4. Materials and Methods

4.1. Culture Conditions and DNA Isolation

The Fusarium verticillioides BIONCL4 strain, isolated from contaminated maize grain samples collected from Andhra Pradesh, India, was processed for WGS. The culture was grown in a 250 mL Erlenmeyer flask containing 100 mL of sterile potato dextrose broth (PDB; pH 5.5) and incubated in a shaker at 150 rpm for seven days at 28 °C. After the incubation period, the vegetative mycelium was harvested by filtration. The obtained mycelium was ground into a fine powder using liquid nitrogen. About 100 mg of mycelium was used for the genomic DNA (gDNA) extraction using DNeasy Plant Mini Kit (Qiagen Hilden, Germany) as per the manufacturer’s instructions. The quality of gDNA was evaluated on a 0.8% agarose gel and was quantified on a Nanodrop spectrophotometer (Thermo Fisher Scientific, Waltham, MA, USA) and stored at −20 °C for future studies.
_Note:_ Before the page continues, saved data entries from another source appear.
PR #1859, opened 2019-02-11
add server stats to /info endpoint

### LINKED ISSUE #651: Add endpoint to get host/infrastructure info from Pilosa
### Description
It would be useful for benchmarks to be able to programmatically get a description of the hardware that Pilosa is running on. It seems like the easiest way to do this is to support it in Pilosa itself, since that's the only thing that the benchmarking tools are guaranteed to have access to.

This small library (no deps outside of stdlib) https://github.com/cloudfoundry/gosigar provides a cross platform way of getting system memory and other stats.

We could add a separate endpoint to Pilosa for this, or roll the info into `/status` or another pre-existing endpoint potentially. We could implement it so that querying a single node returned the data for the whole cluster, or just make the client query nodes one by one.

Benchmarking tools are able to automatically get a description of cluster infrastructure and add it to their output.

seebs:
report the approximate hardware specs (CPU speed, cores, memory)
of the server in the /info endpoint. This may be useful when
benchmarking.

Fixes #651

(note: docs haven't been changed, and maybe they should, but right now we don't actually document /info at all, apparently?)

## Pull request checklist

## Code review checklist

### DIFF
--- a/api.go
+++ b/api.go
@@ -1177,8 +1177,18 @@ func (api *API) Version() string {
 
 // Info returns information about this server instance
 func (api *API) Info() serverInfo {
+	si := api.server.systemInfo
+	// we don't report errors on failures to get this information
+	physicalCores, logicalCores, _ := si.CPUCores()
+	mhz, _ := si.CPUMHz()
+	mem, _ := si.MemTotal()
 	return serverInfo{
-		ShardWidth: ShardWidth,
+		ShardWidth:       ShardWidth,
+		CPUPhysicalCores: physicalCores,
+		CPULogicalCores:  logicalCores,
+		CPUMHz:           mhz,
+		CPUType:          si.CPUModel(),
+		Memory:           mem,
 	}
 }
 
@@ -1213,7 +1223,12 @@ func (api *API) TranslateKeys(body io.Reader) ([]byte, error) {
 }
 
 type serverInfo struct {
-	ShardWidth uint64 `json:"shardWidth"`
+	ShardWidth       uint64 `json:"shardWidth"`
+	Memory           uint64 `json:"memory"`
+	CPUType          string `json:"cpuType"`
+	CPUPhysicalCores int    `json:"cpuPhysicalCores"`
+	CPULogicalCores  int    `json:"cpuLogicalCores"`
+	CPUMHz           int    `json:"cpuMHz"`
 }
 
 type apiMethod int
--- a/gopsutil/systeminfo.go
+++ b/gopsutil/systeminfo.go
@@ -16,8 +16,10 @@ package gopsutil
 
 import (
 	"runtime"
+	"strings"
 
 	"github.com/pilosa/pilosa"
+	"github.com/shirou/gopsutil/cpu"
 	"github.com/shirou/gopsutil/host"
 	"github.com/shirou/gopsutil/mem"
 )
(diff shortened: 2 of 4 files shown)


travisturner:
My initial feedback is that this doesn't follow the pattern of keeping dependencies out of the `pilosa` package (and instead injecting them via the `server` package).

See [gcnotify](https://github.com/pilosa/pilosa/blob/master/server/server.go#L282) as an example.

I don't have a strong opinion about this, but we did a lot of work to clean up the `pilosa` package so it might be worth the additional work to continue that pattern.

seebs:
revised to use the existing `gopsutil` functionality we already had handy.

api.go
```diff
@@ -1203,7 +1213,12 @@ func (api *API) TranslateKeys(body io.Reader) ([]byte, error) {
 }
 
 type serverInfo struct {
-	ShardWidth uint64 `json:"shardWidth"`
+	ShardWidth       uint64 `json:"shardWidth"`
+	Memory           uint64 `json:"memory"`
+	CPUType          string `json:"cpuType"`
+	CPUPhysicalCores int
```
travisturner: Any reason to omit the `json` tags here? As it is, the case of the last three aren't consistent.

seebs: Is "inattention" a "reason"?

And yeah, that should be fixed.

seebs: On the cores: I read the comments for Linux, which said I'd get one entry per core, with "cores" = 1. Apparently on the Mac, it will come back with a single thing listing more cores... And what's bugging me is that I'm pretty sure the i5 is dual-core in physical cores, and has hyperthreading, so it *should* be claiming 4 "threads" (aka logical cores). Huh. Welp, back to the drawing board.

seebs: weirder still: "2900" is the *expected* value for MHz (or the one I'd have expected). on linux i think this one would report 3300.

seebs:
Hah. And I added the json field names... and that broke the test, which I apparently didn't rerun.

seebs:
it looks like that CI failure was just the ongoing occasional races in memberlist.

jaffee:
should we try to get this merged? needs a rebase

seebs:
I think so. It's useful, and imagine uses it if it's available.

seebs:
the patch applied cleanly to master, so let's see whether CI passes!

gopsutil/systeminfo.go
```diff
@@ -40,6 +46,55 @@ func (s *systemInfo) Uptime() (uptime uint64, err error) {
 	return hostInfo.Uptime, nil
 }
 
+// cpuFrequencyMultipliers is a lookup table for prefixes on clock speeds.
+// This is probably overkill.
+var cpuFrequencyMultipliers = [256]int{
+	'M': 1,
+	'G': 1000,
+	'T': 1000 * 1000,
+}
```
jaffee: I did not know you could do this... not sure how I feel about it.

jaffee:
Travis' issue seems to be fixed. At least... my mac reports correct numbers and ours our about the same age.

gopsutil/systeminfo.go
seebs: This is two syntactic sugar at once. One is that you can use labeled initializers in slice/array constants, just like in struct ones, the other is that you can treat runes as their unicode values.

Very convenient, though.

4.2. Genome Sequencing and Assembly

The quality of extracted gDNA of the F. verticillioides BIONCL4 strain was checked using agarose gel electrophoresis for integrity. Further, the gDNA was subjected to library preparation for deep sequencing as per Illumina’s recommended kit and protocol. Deep sequencing of the QC passed library was performed using the Illumina NovoSeq platform (Theomics International Pvt. Ltd., Bengaluru, India). Raw data quality control was performed using FastQC to check the read quality of the high-quality (HQ) filtered raw data. HQ reads with a Phred score above Q20 were chosen for further assembly. SOAPdenovo is a novel short-read assembly method that can build a de novo draft assembly for the eukaryotic genomes. The program is specially designed to assemble Illumina short reads. The assembly method includes the de novo assembly sequenced through a hybrid approach continued with Ragtag and BUSCO to assess the completeness of genome assembly. Assembly validation was performed using Bowtie-2 for aligning sequencing reads to long reference sequences and the Samtools package with default parameters. The quality and integrity of the genome were evaluated using benchmarking universal single-copy orthologs version 2 (BUSCO v2) with a fungal dataset on all the contigs.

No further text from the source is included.